Task prompt:
Line by line, please look for the word "variables" in the following records, then copy each line you find it in.

Source information:
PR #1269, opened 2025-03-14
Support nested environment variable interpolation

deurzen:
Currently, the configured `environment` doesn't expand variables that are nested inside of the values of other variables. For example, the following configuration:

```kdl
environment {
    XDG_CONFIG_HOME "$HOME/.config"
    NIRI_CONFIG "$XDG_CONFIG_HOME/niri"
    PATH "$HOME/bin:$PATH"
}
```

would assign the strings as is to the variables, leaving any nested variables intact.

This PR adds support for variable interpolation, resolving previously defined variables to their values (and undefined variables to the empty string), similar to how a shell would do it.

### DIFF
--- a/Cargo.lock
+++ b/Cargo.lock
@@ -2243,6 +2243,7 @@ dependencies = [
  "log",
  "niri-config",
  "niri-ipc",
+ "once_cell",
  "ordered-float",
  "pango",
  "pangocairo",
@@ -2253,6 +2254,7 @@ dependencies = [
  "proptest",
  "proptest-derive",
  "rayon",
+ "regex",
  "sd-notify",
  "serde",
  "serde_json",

--

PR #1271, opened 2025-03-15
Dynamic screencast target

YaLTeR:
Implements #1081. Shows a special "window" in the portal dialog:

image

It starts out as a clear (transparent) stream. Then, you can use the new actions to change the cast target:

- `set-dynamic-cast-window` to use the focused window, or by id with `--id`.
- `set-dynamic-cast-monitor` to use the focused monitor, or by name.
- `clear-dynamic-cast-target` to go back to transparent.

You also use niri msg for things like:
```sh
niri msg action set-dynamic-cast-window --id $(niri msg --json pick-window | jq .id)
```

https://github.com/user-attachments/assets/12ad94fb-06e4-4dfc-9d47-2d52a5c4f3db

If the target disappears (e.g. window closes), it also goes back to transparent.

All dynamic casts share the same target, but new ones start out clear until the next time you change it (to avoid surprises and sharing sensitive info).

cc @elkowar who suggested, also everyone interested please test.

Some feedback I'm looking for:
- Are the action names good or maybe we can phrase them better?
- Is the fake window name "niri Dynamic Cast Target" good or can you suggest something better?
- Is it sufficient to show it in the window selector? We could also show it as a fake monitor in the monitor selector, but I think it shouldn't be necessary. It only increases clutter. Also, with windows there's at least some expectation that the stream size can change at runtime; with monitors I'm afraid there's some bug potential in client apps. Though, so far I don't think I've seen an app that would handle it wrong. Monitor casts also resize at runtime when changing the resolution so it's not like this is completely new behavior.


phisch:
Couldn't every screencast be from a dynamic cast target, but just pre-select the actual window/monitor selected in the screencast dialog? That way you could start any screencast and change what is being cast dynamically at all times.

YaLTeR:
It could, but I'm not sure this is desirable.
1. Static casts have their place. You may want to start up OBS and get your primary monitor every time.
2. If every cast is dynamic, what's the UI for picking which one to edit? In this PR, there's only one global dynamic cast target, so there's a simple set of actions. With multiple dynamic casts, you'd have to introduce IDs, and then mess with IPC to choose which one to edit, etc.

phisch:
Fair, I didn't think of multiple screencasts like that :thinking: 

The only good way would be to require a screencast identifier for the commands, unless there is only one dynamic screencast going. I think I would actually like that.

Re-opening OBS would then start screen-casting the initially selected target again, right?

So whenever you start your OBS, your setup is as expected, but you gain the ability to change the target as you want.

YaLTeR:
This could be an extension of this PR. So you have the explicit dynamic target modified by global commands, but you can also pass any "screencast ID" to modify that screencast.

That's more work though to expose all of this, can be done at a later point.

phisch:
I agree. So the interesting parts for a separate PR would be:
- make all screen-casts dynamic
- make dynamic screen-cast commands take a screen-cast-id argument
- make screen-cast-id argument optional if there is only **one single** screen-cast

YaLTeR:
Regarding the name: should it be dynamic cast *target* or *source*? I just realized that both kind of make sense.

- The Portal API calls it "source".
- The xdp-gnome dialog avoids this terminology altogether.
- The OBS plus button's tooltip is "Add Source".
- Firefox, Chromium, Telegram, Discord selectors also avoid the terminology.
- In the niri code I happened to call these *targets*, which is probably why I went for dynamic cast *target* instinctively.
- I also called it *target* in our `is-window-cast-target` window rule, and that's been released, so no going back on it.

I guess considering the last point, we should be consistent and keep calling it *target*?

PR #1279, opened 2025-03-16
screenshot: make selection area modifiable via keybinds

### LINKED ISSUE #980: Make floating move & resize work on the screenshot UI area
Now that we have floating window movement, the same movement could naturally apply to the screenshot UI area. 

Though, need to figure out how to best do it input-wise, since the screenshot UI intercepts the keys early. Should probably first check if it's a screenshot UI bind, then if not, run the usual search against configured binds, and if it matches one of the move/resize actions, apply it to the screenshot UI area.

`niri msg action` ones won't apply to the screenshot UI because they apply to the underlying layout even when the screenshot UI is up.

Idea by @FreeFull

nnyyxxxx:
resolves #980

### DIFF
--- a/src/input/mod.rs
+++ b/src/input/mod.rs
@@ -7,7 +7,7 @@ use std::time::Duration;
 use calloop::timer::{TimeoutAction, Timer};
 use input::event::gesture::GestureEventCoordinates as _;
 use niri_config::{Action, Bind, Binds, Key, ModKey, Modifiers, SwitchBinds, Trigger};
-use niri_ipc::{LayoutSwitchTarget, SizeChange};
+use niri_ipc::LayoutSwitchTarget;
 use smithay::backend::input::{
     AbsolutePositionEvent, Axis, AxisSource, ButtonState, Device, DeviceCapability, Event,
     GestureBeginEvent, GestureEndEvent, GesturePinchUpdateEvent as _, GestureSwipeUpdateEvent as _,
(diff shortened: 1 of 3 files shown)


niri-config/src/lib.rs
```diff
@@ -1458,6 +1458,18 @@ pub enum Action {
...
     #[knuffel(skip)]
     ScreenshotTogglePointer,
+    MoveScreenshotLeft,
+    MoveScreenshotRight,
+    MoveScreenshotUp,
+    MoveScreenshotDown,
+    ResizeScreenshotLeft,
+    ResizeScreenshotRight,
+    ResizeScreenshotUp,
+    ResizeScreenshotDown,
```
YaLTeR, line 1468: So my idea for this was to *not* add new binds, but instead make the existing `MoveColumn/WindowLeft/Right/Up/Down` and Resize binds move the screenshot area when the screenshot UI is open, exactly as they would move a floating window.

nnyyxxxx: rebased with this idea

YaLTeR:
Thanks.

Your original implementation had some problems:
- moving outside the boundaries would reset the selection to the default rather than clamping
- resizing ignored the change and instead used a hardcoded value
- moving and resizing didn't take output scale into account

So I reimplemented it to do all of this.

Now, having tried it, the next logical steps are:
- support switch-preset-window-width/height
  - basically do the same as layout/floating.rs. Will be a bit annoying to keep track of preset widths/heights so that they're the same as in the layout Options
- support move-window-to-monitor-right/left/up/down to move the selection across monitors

--

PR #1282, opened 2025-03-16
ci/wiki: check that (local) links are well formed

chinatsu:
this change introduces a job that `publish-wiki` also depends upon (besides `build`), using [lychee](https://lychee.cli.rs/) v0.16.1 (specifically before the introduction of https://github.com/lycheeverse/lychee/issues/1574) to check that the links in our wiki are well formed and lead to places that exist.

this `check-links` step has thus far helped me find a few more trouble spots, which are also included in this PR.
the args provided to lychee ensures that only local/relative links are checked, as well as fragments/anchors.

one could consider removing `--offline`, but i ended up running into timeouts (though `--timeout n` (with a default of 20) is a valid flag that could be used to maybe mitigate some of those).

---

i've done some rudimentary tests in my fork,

Task result:
Currently, the configured `environment` doesn't expand variables that are nested inside of the values of other variables. For example, the following configuration:
would assign the strings as is to the variables, leaving any nested variables intact.
This PR adds support for variable interpolation, resolving previously defined variables to their values (and undefined variables to the empty string), similar to how a shell would do it.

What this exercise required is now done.